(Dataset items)

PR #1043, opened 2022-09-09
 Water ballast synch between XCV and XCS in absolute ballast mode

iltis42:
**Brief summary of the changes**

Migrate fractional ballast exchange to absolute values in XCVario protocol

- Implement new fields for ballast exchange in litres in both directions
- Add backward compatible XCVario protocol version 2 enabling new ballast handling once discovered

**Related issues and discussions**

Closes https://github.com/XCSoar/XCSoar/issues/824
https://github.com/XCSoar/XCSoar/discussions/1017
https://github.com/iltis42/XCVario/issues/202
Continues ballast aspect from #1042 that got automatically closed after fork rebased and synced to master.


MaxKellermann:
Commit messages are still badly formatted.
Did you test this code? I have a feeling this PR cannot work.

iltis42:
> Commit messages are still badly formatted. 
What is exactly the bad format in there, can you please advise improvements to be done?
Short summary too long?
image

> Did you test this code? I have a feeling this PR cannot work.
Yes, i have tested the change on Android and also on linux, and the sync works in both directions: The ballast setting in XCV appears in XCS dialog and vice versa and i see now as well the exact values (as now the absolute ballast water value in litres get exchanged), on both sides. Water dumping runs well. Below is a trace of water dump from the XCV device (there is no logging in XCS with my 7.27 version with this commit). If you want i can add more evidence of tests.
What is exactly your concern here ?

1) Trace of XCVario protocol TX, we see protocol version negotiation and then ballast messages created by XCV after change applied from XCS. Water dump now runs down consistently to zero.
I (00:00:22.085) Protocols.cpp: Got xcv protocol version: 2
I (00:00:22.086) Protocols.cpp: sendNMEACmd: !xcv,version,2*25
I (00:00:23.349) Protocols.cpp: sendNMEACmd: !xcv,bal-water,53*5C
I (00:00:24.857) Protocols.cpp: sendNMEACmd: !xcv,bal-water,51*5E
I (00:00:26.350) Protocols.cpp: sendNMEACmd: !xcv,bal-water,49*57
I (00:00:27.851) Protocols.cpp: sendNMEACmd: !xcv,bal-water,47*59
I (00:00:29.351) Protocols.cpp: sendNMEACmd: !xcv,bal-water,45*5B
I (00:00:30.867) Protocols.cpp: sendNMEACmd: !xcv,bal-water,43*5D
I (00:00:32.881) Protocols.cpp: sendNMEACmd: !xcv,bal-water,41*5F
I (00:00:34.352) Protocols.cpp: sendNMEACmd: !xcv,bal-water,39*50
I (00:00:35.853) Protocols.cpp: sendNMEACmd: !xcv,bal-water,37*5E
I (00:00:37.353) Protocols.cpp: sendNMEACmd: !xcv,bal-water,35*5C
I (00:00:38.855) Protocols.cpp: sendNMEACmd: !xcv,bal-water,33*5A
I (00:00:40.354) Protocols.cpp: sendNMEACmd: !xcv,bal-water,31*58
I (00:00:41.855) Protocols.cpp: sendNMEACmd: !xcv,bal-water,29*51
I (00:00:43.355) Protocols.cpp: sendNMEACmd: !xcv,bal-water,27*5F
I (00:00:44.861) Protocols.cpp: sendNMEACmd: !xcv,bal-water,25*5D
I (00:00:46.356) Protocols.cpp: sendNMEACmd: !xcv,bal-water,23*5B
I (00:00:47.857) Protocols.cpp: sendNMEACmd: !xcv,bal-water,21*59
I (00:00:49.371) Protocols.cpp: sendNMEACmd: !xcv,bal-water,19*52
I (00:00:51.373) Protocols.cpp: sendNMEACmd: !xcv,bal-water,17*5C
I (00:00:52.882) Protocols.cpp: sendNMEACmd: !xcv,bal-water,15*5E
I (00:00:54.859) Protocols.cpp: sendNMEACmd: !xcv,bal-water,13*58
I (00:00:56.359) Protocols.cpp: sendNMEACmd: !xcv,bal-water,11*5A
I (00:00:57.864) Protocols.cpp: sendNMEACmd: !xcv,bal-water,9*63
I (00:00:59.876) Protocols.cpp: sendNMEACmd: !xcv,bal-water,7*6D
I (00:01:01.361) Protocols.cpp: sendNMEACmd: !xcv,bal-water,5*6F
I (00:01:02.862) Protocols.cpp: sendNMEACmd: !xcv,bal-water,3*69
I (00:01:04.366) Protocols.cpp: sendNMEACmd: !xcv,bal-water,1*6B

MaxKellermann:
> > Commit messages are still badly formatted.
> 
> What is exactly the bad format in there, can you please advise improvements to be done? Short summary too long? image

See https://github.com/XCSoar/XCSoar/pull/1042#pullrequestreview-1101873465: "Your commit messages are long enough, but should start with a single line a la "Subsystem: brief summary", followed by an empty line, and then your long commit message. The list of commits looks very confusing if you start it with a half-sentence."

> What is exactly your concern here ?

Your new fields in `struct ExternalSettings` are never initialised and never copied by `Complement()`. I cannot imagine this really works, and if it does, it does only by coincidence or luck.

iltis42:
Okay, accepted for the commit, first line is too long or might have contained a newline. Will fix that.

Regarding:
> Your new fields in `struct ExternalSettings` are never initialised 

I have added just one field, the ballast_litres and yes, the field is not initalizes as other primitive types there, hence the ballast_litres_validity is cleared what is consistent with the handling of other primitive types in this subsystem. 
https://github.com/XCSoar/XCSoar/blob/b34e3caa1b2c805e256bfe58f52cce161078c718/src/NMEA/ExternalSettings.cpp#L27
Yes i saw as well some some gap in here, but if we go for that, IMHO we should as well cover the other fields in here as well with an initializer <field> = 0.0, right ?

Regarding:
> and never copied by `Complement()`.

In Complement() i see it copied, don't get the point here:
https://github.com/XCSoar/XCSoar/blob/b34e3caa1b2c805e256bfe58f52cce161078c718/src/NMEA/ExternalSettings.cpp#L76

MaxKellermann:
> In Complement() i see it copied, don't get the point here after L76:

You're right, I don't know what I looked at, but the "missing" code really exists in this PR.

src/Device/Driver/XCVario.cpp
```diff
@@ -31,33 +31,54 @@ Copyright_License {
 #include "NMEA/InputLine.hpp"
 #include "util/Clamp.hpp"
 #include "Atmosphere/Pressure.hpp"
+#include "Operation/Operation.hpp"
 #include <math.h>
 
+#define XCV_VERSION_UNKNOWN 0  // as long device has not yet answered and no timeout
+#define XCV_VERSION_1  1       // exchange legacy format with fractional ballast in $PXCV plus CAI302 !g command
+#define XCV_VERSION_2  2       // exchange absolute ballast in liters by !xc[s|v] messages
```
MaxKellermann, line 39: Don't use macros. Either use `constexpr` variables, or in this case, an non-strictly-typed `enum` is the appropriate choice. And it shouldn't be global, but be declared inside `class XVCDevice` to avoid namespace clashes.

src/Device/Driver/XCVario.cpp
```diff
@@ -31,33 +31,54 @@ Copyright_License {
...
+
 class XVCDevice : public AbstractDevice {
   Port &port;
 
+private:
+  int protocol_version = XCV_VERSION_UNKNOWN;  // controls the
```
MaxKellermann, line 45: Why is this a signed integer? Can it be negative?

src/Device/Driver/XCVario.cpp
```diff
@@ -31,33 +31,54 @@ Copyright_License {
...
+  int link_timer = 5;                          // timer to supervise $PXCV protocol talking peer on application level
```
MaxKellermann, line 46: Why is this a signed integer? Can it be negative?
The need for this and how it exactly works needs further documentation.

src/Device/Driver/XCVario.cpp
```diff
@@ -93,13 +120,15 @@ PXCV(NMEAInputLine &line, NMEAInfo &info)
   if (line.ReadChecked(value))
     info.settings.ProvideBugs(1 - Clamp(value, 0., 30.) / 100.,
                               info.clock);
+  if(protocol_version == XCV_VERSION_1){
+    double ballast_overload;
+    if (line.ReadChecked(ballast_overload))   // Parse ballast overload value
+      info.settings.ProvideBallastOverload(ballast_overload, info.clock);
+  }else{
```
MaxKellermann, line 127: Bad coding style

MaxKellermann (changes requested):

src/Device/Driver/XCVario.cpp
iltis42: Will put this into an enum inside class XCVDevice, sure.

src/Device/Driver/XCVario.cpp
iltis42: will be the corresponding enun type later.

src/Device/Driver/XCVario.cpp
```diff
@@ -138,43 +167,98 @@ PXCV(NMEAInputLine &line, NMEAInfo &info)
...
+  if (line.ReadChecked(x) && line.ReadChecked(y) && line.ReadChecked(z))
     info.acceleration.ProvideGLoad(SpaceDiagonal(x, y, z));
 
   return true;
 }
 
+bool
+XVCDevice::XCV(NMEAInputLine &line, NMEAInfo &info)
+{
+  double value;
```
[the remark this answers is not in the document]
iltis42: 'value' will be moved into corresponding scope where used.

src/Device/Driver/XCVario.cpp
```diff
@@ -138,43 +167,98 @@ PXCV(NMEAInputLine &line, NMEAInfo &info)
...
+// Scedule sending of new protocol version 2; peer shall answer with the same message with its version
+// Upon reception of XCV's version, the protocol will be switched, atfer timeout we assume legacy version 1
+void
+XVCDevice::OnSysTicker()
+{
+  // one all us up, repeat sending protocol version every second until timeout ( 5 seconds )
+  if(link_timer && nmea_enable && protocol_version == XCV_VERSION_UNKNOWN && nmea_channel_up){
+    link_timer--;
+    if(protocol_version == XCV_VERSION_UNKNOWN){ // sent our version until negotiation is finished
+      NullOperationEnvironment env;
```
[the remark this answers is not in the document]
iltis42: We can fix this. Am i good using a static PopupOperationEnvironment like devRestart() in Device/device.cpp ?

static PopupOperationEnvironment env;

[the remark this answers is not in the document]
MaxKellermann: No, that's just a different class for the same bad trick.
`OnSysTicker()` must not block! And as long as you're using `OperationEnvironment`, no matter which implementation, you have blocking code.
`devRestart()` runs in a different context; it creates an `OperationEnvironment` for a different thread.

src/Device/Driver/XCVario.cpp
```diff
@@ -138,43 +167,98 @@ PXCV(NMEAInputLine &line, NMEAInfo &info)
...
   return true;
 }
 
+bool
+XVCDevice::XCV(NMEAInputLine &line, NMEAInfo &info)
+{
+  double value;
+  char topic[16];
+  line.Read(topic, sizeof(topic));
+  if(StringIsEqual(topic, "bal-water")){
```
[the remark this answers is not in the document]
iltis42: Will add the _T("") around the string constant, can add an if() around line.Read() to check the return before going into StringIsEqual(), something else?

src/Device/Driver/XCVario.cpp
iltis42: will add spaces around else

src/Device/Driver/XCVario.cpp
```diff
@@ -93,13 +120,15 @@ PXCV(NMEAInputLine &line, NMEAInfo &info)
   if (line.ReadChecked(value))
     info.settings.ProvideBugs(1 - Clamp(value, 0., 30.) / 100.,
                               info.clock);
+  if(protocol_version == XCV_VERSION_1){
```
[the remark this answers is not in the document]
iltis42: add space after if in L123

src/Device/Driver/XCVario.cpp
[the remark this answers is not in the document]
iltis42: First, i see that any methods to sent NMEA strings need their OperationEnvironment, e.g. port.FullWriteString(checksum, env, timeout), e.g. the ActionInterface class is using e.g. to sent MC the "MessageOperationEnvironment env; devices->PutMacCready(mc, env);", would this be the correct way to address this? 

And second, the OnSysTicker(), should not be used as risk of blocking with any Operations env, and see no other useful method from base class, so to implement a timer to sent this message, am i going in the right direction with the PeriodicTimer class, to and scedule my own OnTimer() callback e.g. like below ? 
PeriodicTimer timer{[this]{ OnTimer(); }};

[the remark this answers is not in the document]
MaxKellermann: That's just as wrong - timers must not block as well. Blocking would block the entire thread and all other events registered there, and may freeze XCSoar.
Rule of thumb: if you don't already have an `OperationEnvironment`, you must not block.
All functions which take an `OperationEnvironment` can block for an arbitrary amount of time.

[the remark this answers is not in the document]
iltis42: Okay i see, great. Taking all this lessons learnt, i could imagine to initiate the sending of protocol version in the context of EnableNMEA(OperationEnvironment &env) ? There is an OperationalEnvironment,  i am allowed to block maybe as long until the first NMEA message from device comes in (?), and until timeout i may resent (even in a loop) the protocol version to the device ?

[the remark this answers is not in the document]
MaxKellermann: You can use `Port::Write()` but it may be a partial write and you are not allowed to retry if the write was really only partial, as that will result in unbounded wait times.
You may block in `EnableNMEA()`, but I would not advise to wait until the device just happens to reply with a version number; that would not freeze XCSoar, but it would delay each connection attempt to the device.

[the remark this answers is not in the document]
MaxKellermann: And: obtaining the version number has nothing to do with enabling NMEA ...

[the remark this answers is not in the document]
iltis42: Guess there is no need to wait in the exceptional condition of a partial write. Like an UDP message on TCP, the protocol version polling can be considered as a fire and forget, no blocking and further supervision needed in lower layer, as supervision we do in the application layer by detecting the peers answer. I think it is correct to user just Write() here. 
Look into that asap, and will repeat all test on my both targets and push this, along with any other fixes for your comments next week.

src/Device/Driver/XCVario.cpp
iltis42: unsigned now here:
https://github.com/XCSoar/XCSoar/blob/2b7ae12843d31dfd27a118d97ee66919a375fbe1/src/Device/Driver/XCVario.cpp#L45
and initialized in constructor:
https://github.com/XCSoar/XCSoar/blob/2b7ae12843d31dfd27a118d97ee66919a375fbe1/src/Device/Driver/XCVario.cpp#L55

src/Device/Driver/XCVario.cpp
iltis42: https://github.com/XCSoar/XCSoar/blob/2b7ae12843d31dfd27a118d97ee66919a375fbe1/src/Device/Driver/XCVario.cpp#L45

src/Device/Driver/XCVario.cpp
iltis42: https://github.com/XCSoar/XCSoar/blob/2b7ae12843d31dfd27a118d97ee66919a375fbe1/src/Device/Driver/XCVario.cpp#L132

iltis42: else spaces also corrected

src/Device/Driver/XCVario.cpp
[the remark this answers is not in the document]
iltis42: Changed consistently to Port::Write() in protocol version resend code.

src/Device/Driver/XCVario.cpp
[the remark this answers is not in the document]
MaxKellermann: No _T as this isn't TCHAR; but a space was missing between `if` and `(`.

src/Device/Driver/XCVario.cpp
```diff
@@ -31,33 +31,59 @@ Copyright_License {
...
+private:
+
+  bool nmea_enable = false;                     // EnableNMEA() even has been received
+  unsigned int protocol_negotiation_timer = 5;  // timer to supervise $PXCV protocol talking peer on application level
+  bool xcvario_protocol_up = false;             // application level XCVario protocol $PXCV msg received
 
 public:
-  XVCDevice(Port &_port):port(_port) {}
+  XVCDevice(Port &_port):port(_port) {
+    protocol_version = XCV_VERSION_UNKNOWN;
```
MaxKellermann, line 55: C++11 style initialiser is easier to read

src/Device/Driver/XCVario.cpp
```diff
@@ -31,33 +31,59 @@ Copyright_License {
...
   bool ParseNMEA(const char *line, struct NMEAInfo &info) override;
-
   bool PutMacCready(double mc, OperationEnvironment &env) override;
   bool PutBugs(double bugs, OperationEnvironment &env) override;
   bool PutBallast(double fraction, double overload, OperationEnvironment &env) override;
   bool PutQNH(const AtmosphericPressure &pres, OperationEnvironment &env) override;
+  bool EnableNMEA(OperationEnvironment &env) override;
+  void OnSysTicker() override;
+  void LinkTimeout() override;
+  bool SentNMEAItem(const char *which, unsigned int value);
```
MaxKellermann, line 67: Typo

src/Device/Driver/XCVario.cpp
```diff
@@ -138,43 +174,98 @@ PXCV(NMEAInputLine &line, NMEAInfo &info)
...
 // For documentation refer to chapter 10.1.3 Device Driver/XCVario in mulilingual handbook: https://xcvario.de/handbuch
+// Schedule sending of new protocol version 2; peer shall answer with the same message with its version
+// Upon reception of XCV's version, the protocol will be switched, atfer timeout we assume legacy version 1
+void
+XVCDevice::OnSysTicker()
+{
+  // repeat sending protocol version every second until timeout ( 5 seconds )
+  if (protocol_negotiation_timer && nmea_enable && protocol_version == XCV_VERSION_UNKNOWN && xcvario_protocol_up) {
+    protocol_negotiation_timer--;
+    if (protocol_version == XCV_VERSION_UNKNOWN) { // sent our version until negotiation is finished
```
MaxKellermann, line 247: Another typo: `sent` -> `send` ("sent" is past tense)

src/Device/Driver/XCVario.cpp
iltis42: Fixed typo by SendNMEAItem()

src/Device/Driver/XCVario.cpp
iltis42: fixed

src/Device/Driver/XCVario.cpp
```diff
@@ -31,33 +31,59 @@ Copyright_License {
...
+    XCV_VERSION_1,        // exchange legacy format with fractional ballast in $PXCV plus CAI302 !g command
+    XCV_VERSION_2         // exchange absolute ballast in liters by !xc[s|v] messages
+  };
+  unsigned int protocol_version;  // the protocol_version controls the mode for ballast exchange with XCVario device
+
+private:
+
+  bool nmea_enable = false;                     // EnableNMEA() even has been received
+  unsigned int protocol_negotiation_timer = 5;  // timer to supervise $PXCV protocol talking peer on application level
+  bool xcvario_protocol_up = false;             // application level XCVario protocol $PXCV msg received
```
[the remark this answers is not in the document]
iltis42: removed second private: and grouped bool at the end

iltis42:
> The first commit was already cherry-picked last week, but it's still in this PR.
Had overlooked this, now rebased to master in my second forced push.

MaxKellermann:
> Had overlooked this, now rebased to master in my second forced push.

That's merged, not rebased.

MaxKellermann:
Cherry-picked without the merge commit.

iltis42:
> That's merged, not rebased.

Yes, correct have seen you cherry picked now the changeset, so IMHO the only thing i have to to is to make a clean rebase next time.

> THE PROBLEM:
Exactly as written, please transcribe the lines from the start of the records above to the line that holds "- Implement new", both ends included.

> RESPONSE:
PR #1043, opened 2022-09-09
 Water ballast synch between XCV and XCS in absolute ballast mode

iltis42:
**Brief summary of the changes**

Migrate fractional ballast exchange to absolute values in XCVario protocol

- Implement new fields for ballast exchange in litres in both directions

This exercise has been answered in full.